_Description of the task_. For the records below, print the lines from the line with "The **banner and" through the line with "yields a visible" exactly as written; include both end lines and exclude the rest.

_Information_.

PR #931, opened 2026-07-05
fix(hutch): keep the changelog NEW chip on the homepage A/B-split arms

FagnerMartinsBrack:
## Problem

The changelog banner's **NEW** chip is a one-shot novelty signal. An inline, pre-paint script (`CHANGELOG_SEEN_SCRIPT`) records a banner version as "seen" in `localStorage['readplace.changelog-seen']` the first time any page carrying the banner renders; every later render finds the version already stored, adds `changelog-banner--seen`, and hides the chip.

The homepage A/B split (`homepage-split.client.ts`) is a **client-side `location.replace` redirect**, not a server 302. So a guest actually loads `/`, whose base shell renders the banner and its inline seen-script near the top of `<body>`. That script runs during parse — before the deferred split script — and writes the version to `localStorage`. Only *then* does the split script redirect to `/landing-a` / `/landing-b`. The arm re-renders the identical shell; the seen-script now finds the version already stored, adds `--seen`, and the chip is hidden. The throwaway `/` frame — which the visitor never actually sees — burns the one-shot NEW before the arm paints, so every redirected human guest loses NEW on a freshly announced feature.

## Fix

Thread an optional `suppressChangelogSeenScript` flag on `BannerState`, set only on the `/` launcher render. The seen-script has exactly one production render path (route → `Base(body, state)` → `renderBaseTemplate` → `renderChangelogBannerShell`), so the flag rides the already-threaded `BannerState` and leaves every other `Base(...)` call site untouched.

The **banner and NEW chip still render** (preserving the announcement for no-JS visitors, per the zero-client-JS principle) — only the inline version-marking script is omitted. The arm the visitor actually lands on then gets the genuine first impression and shows NEW once, then correctly self-suppresses on the next navigation.

### Suppress only when the render is genuinely thrown away

The launcher render is discarded **only when the split script actually replaces `/`** — a human guest **and** `HOMEPAGE_SPLIT.active`. The condition is `abSplit && HOMEPAGE_SPLIT.active`:

- **Kill switch off** (`HOMEPAGE_SPLIT.active = false`, the documented steady state once the experiment concludes): the split bundle is still emitted for human guests but early-returns without redirecting, so the guest stays on a real, persistent `/`. It must keep its seen-script — otherwise NEW would flash on every `/` visit and never self-suppress (the same regression, inverted).
- **Bots** (`abSplit` false): keep the control `/` and its seen-script; they never run the script anyway.
- **Landing arms** (`/landing-a`, `/landing-b`): render `HomePage` with `banner` as-is, so they keep the seen-script and record the genuine first impression on the reader's real page.

## Changes

- `src/packages/web-shell/src/changelog-banner.ts` — `renderChangelogBannerShell` takes an optional `{ suppressSeenScript }`; the inline seen-script is gated behind `{{#if seenScript}}` (nested inside `{{#if visible}}`). Chip, hook, link, and dismiss form stay unconditional.
- `src/packages/web-shell/src/banner-state.ts` — new optional `BannerState.suppressChangelogSeenScript` field, documented.
- `src/packages/web-shell/src/base.component.ts` — passes `{ suppressSeenScript: state.suppressChangelogSeenScript }` to the shell.
- `projects/hutch/src/runtime/server.ts` — the `/` handler sets `suppressChangelogSeenScript = abSplit && HOMEPAGE_SPLIT.active`.

## Tests

- `changelog-banner.test.ts` — `renderChangelogBannerShell(BANNER, "/x", { suppressSeenScript: true })` yields a visible banner with the NEW chip and `data-changelog-version` but **no** `<script>`.
- `base.component.test.ts` — a page with `changelogBanner` set and `suppressChangelogSeenScript: true` renders the visible banner with no seen-script.
- `changelog-banner.route.test.ts` — `GET /` (default human UA) suppresses the seen-script; `GET /landing-a` and `/landing-b` keep it; `GET /` with a Googlebot UA (control) keeps it.

## Verification

`pnpm check` passes across all 37 projects, including the 100% coverage gate on `@packages/web-shell` and `hutch`.

## Known limitation

If the split bundle fails to load (adblocker / CSP / a 404 during a deploy race), a human guest stays on `/` with the seen-script suppressed and NEW re-flashes — a cosmetic edge inherent to the existing client-redirect A/B architecture, not introduced here. Gating on `HOMEPAGE_SPLIT.active` handles the deliberate, documented kill-switch case, which is the real steady state.

https://claude.ai/code/session_012SenX5p52r8hyECDxVR7pt

---
_Generated by [Claude Code](https://claude.ai/code/session_012SenX5p52r8hyECDxVR7pt)_

### DIFF
--- a/projects/hutch/src/runtime/server.ts
+++ b/projects/hutch/src/runtime/server.ts
@@ -180,6 +180,7 @@ import { E2EFixturePage } from "./web/pages/e2e-fixture";
 import { createE2EFixturePdf } from "./web/pages/e2e-fixture-pdf";
 import { initInstallRoutes } from "./web/pages/install";
 import { initLandingRoutes } from "./web/pages/landing";
+import { HOMEPAGE_SPLIT } from "./web/experiments/homepage-split";
 import { detectInstallBrowser } from "./web/onboarding/extension-install";
 import { NotFoundPage } from "./web/pages/not-found";
 import { initGetEffectiveAccess } from "./domain/access/effective-access";
@@ -687,10 +688,22 @@ export function createApp(dependencies: AppDependencies): Express {
 		// Gate the client A/B split redirect on humans: bots keep the canonical `/`
 		// (control) instead of following a client redirect into a noindex arm.
 		const abSplit = !isbot(req.get("user-agent"));
+		// Suppress this render's changelog seen-script only when the split script
+		// will actually replace `/` before it paints — a human guest AND the
+		// experiment active. That throwaway frame must not record the banner
+		// version as seen, or the landing arm the reader lands on would hide the
+		// one-shot NEW chip. When the split is off (kill switch) the emitted
+		// script no-ops and the guest stays on `/`, and a bot never runs it at
+		// all: in both cases `/` is the reader's real, persistent page, so it
+		// keeps its seen-script and the chip self-suppresses on the next visit.
+		const suppressChangelogSeenScript = abSplit && HOMEPAGE_SPLIT.active;
 		sendComponent(
 			req,
 			res,
-			Base(HomePage({ userCount, staticBaseUrl, browser, foundingAllocation, abSplit }), banner),
+			Base(HomePage({ userCount, staticBaseUrl, browser, foundingAllocation, abSplit }), {
+				...banner,
+				suppressChangelogSeenScript,
+			}),
 		);
 	});
 
--- a/projects/hutch/src/runtime/web/changelog-banner.route.test.ts
+++ b/projects/hutch/src/runtime/web/changelog-banner.route.test.ts
@@ -48,4 +48,61 @@ describe("changelog banner on hutch pages", () => {
 		);
 		expect(banner?.classList.contains("changelog-banner--hidden")).toBe(true);
 	});
+
+	// The A/B-split launcher render of `/` is replaced client-side before it paints;
+	// keeping its seen-script would record the version as seen and hide the NEW chip
+	// on the arm the reader actually lands on. These three cases pin the boundary:
+	// the launcher suppresses the script, the arms and the bot control keep it.
+	it("suppresses the seen-script on the / launcher render for a human guest, keeping the banner visible", async () => {
+		const { app } = createTestApp(createDefaultTestAppFixture(TEST_APP_ORIGIN), {
+			getChangelogBanner: async () => BANNER,
+		});
+
+		const response = await request(app).get("/");
+
+		expect(response.status).toBe(200);
+		const banner = new JSDOM(response.text).window.document.querySelector(
+			"[data-test-changelog-banner]",
+		);
+		assert(banner, "changelog banner must render on the / launcher");
+		expect(banner.classList.contains("changelog-banner--visible")).toBe(true);
+		expect(banner.getAttribute("data-changelog-version")).toBe(VERSION);
+		expect(banner.querySelector("script")).toBeNull();
+	});
+
+	it("keeps the seen-script on the landing arms so the reader's real page records the first impression", async () => {
+		const { app } = createTestApp(createDefaultTestAppFixture(TEST_APP_ORIGIN), {
+			getChangelogBanner: async () => BANNER,
+		});
+
+		for (const path of ["/landing-a", "/landing-b"]) {
+			const response = await request(app).get(path);
+
+			expect(response.status).toBe(200);
+			const banner = new JSDOM(response.text).window.document.querySelector(
+				"[data-test-changelog-banner]",
+			);
+			assert(banner, `changelog banner must render on ${path}`);
+			expect(banner.classList.contains("changelog-banner--visible")).toBe(true);
+			expect(banner.querySelector("script")?.textContent).toBe(CHANGELOG_SEEN_SCRIPT);
+		}
+	});
+
+	it("keeps the seen-script on / for a crawler, which stays on the control (no client redirect fires)", async () => {
+		const { app } = createTestApp(createDefaultTestAppFixture(TEST_APP_ORIGIN), {
+			getChangelogBanner: async () => BANNER,
+		});
+
+		const response = await request(app)
+			.get("/")
+			.set("User-Agent", "Mozilla/5.0 (compatible; Googlebot/2.1; +http://www.google.com/bot.html)");
+
+		expect(response.status).toBe(200);
+		const banner = new JSDOM(response.text).window.document.querySelector(
+			"[data-test-changelog-banner]",
+		);
+		assert(banner, "changelog banner must render on the control /");
+		expect(banner.classList.contains("changelog-banner--visible")).toBe(true);
+		expect(banner.querySelector("script")?.textContent).toBe(CHANGELOG_SEEN_SCRIPT);
+	});
 });
--- a/projects/hutch/src/runtime/web/changelog-banner.route.test.ts
+++ b/projects/hutch/src/runtime/web/changelog-banner.route.test.ts
@@ -8,6 +8,7 @@ import { TEST_APP_ORIGIN, createDefaultTestAppFixture } from "@packages/test-fix
 import { JSDOM } from "jsdom";
 import request from "supertest";
 import { createTestApp } from "../test-app";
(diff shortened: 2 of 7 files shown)


FagnerMartinsBrack:

## Context
- **PR**: #931
- **Commit**: 6bc7b8037e7d1b653fd13efadb09d61769b85327

FagnerMartinsBrack:
### Review: keep the changelog NEW chip on the homepage A/B-split arms

I traced the full render path (`/` route → `Base(body, state)` → `renderChangelogBannerShell`), the client redirect timing (`homepage-split.client.ts`), and every consumer of the seen-script. **The fix is correct and the reasoning holds across all four scenarios** (first-time guest, bundle-fail, kill-switch-off, bot). Verified independently:

- **Single render path confirmed** — `renderChangelogBannerShell` has exactly one non-test caller (`base.component.ts:249`); the `Boolean(banner) && !options?.suppressSeenScript` gate nested inside `{{#if visible}}` is sound.
- **No collateral breakage** — grep shows only 5 files reference `CHANGELOG_SEEN_SCRIPT`; no existing `/`-hitting test asserts the seen-script's presence, so nothing regresses. Existing `base.component`/`changelog-banner` tests pass unchanged because `suppressChangelogSeenScript` defaults to `undefined` → script still rendered.
- **Kill-switch asymmetry is real and correctly exploited** — `home.component.ts:264` emits the split bundle on `abSplit` alone, while `initHomepageSplit` (`homepage-split.client.ts:63`) early-returns on `!active`. So `abSplit && HOMEPAGE_SPLIT.active` is the precise server-side predicate for "this frame will actually be replaced."

None found

## Medium Priority Issues

None found

## Low Priority Suggestions

### 1. The launcher test is coupled to `HOMEPAGE_SPLIT.active === true`; the kill-switch branch is unverified

`suppressChangelogSeenScript = abSplit && HOMEPAGE_SPLIT.active` (`server.ts:699`). The new test *"suppresses the seen-script on the / launcher render for a human guest"* (`changelog-banner.route.test.ts:56`) asserts `banner.querySelector("script")` is `null` — which holds **only because `HOMEPAGE_SPLIT.active === true`** (`homepage-split.ts:36`).

Two consequences worth being aware of:

- **The test breaks when the kill switch is flipped.** The experiment config's own docstring advertises `active: false` as a one-line no-op, and this PR's description calls it "the documented steady state once the experiment concludes." When that flip happens, `/` keeps its seen-script and this assertion fails — so a change the architecture is designed to make trivially will require also editing this test.
- **The `active === false` branch has no test.** That branch is the entire justification for the `&& HOMEPAGE_SPLIT.active` conjunction (documented at `server.ts:691-698`), yet nothing exercises it. Branch coverage still reports 100% only because `HOMEPAGE_SPLIT.active` is a compile-time-constant `true`, so V8 sees no branch to cover — the gap is behavioral, not a coverage-gate miss.

Note the sibling split-script tests (`home.route.test.ts:67` and `:77`) key only off `abSplit`, so they survive a kill-switch flip; only this new seen-script test couples to `active`.

Because this is experiment-scoped code that will be torn down as a unit, a DI refactor to inject the split config is likely overkill. A one-line comment on the test recording the `active === true` assumption is a proportionate fix.

### 2. Returning visitors can briefly flash NEW on the throwaway `/` frame

Previously the inline seen-script on `/` ran pre-paint and hid NEW even on the launcher frame for a returning visitor. With the script suppressed, a returning visitor's `/` frame can paint NEW for the moment before the deferred split script fires `location.replace`. They still land on the arm where the seen-script correctly hides NEW, so their *real* page is right and the flash is confined to the discarded frame — the same class as the "Known limitation" already in the PR body, which only calls out the bundle-fail variant. No action needed; noting it for completeness.

FagnerMartinsBrack:
@claude address this low prio issue: 1. The launcher test is coupled to HOMEPAGE_SPLIT.active === true; the kill-switch branch is unverified
suppressChangelogSeenScript = abSplit && HOMEPAGE_SPLIT.active (server.ts:699). The new test "suppresses the seen-script on the / launcher render for a human guest" (changelog-banner.route.test.ts:56) asserts banner.querySelector("script") is null — which holds only because HOMEPAGE_SPLIT.active === true (homepage-split.ts:36).

Two consequences worth being aware of:

The test breaks when the kill switch is flipped. The experiment config's own docstring advertises active: false as a one-line no-op, and this PR's description calls it "the documented steady state once the experiment concludes." When that flip happens, / keeps its seen-script and this assertion fails — so a change the architecture is designed to make trivially will require also editing this test.
The active === false branch has no test. That branch is the entire justification for the && HOMEPAGE_SPLIT.active conjunction (documented at server.ts:691-698), yet nothing exercises it. Branch coverage still reports 100% only because HOMEPAGE_SPLIT.active is a compile-time-constant true, so V8 sees no branch to cover — the gap is behavioral, not a coverage-gate miss.
Note the sibling split-script tests (home.route.test.ts:67 and :77) key only off abSplit, so they survive a kill-switch flip; only this new seen-script test couples to active.

Because this is experiment-scoped code that will be torn down as a unit, a DI refactor to inject the split config is likely overkill. A one-line comment on the test recording the active === true assumption is a proportionate fix.

FagnerMartinsBrack:

## Context
- **PR**: #931
- **Commit**: 5017806cff990bfdd11bd151ba2823d5b8978a78

FagnerMartinsBrack:
## Review: keep the changelog NEW chip — re-review of `5017806c`

This commit addresses the prior review's low-priority #1 (launcher test coupled to `HOMEPAGE_SPLIT.active`). I re-traced the change end to end. The resolution is correct, idiomatic, and proportionate — no new issues.

Verified independently:
- **Predicate is exact** — server gate `abSplit && HOMEPAGE_SPLIT.active` (`server.ts:699`) mirrors the client's guards: `initHomepageSplit` early-returns on `!config.active` then `pathname !== "/"` (`homepage-split.client.ts:63-64`). The server suppresses the seen-script for precisely the frames the client will `location.replace`.
- **`active` is a compile-time `true`** (`homepage-split.ts:36`) — the new `assert` adds no coverage branch, and the launcher test's `toBeNull()` holds only under that value, which is exactly what the assert pins.
- **Guard is correctly scoped** — only the launcher test (`changelog-banner.route.test.ts:71`) couples to `active`; the arm and crawler cases assert the script is present regardless, so they needed no guard and got none.
- **`node:assert/strict`** is the right import for test code (per CLAUDE.md); the message spells out the kill-switch consequence.
- **No collateral risk** — `renderChangelogBannerShell` still has one non-test caller (`base.component.ts`); the optional 3rd param leaves every other call site untouched.

None found

## Medium Priority Issues

None found

## Low Priority Suggestions

### 1. The `assert` guard resolves the coupling but does not add behavioral coverage for `active === false` (acknowledged, by design)

The `assert(HOMEPAGE_SPLIT.active, …)` (`changelog-banner.route.test.ts:71-74`) is a good answer to the prior note — arguably better than the suggested prose comment, because it converts the implicit "this expectation only holds while active" assumption into an executable tripwire: flip the kill switch and this test fails at the assertion with guidance ("`/` stays put and keeps its seen-script") instead of an opaque `toBeNull()` mismatch. It also encodes the coupling as a real `import` rather than a symbol name in prose that can silently rot.

Two things for the record (neither blocking):
- It documents/guards the coupling; it does not exercise the `active === false` server behavior. That branch remains verified by reasoning + the `initHomepageSplit` unit tests, not by this route suite — reaching it here would need the split-config DI seam the prior review rightly called overkill for teardown-scoped code. The PR is transparent about this.
- Because `HOMEPAGE_SPLIT.active` is a constant `true`, the assert introduces no uncovered branch (its own branch lives inside `node:assert`), so the 100% gate on `@packages/web-shell` and the hutch branch threshold are unaffected — consistent with the reported `pnpm check` pass on this commit.

### 2. Returning-visitor NEW flash on the throwaway `/` frame — unchanged and inherent

Noted in the prior review and the PR's "Known limitation": a returning visitor's discarded `/` frame can paint NEW for the instant before `location.replace` fires. Their real page (the arm) still self-suppresses correctly. Not introduced by `5017806c`; listed only for completeness.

_Solution for this problem_.
The **banner and NEW chip still render** (preserving the announcement for no-JS visitors, per the zero-client-JS principle) — only the inline version-marking script is omitted. The arm the visitor actually lands on then gets the genuine first impression and shows NEW once, then correctly self-suppresses on the next navigation.

### Suppress only when the render is genuinely thrown away

The launcher render is discarded **only when the split script actually replaces `/`** — a human guest **and** `HOMEPAGE_SPLIT.active`. The condition is `abSplit && HOMEPAGE_SPLIT.active`:

- **Kill switch off** (`HOMEPAGE_SPLIT.active = false`, the documented steady state once the experiment concludes): the split bundle is still emitted for human guests but early-returns without redirecting, so the guest stays on a real, persistent `/`. It must keep its seen-script — otherwise NEW would flash on every `/` visit and never self-suppress (the same regression, inverted).
- **Bots** (`abSplit` false): keep the control `/` and its seen-script; they never run the script anyway.
- **Landing arms** (`/landing-a`, `/landing-b`): render `HomePage` with `banner` as-is, so they keep the seen-script and record the genuine first impression on the reader's real page.

## Changes

- `src/packages/web-shell/src/changelog-banner.ts` — `renderChangelogBannerShell` takes an optional `{ suppressSeenScript }`; the inline seen-script is gated behind `{{#if seenScript}}` (nested inside `{{#if visible}}`). Chip, hook, link, and dismiss form stay unconditional.
- `src/packages/web-shell/src/banner-state.ts` — new optional `BannerState.suppressChangelogSeenScript` field, documented.
- `src/packages/web-shell/src/base.component.ts` — passes `{ suppressSeenScript: state.suppressChangelogSeenScript }` to the shell.
- `projects/hutch/src/runtime/server.ts` — the `/` handler sets `suppressChangelogSeenScript = abSplit && HOMEPAGE_SPLIT.active`.

## Tests

- `changelog-banner.test.ts` — `renderChangelogBannerShell(BANNER, "/x", { suppressSeenScript: true })` yields a visible banner with the NEW chip and `data-changelog-version` but **no** `<script>`.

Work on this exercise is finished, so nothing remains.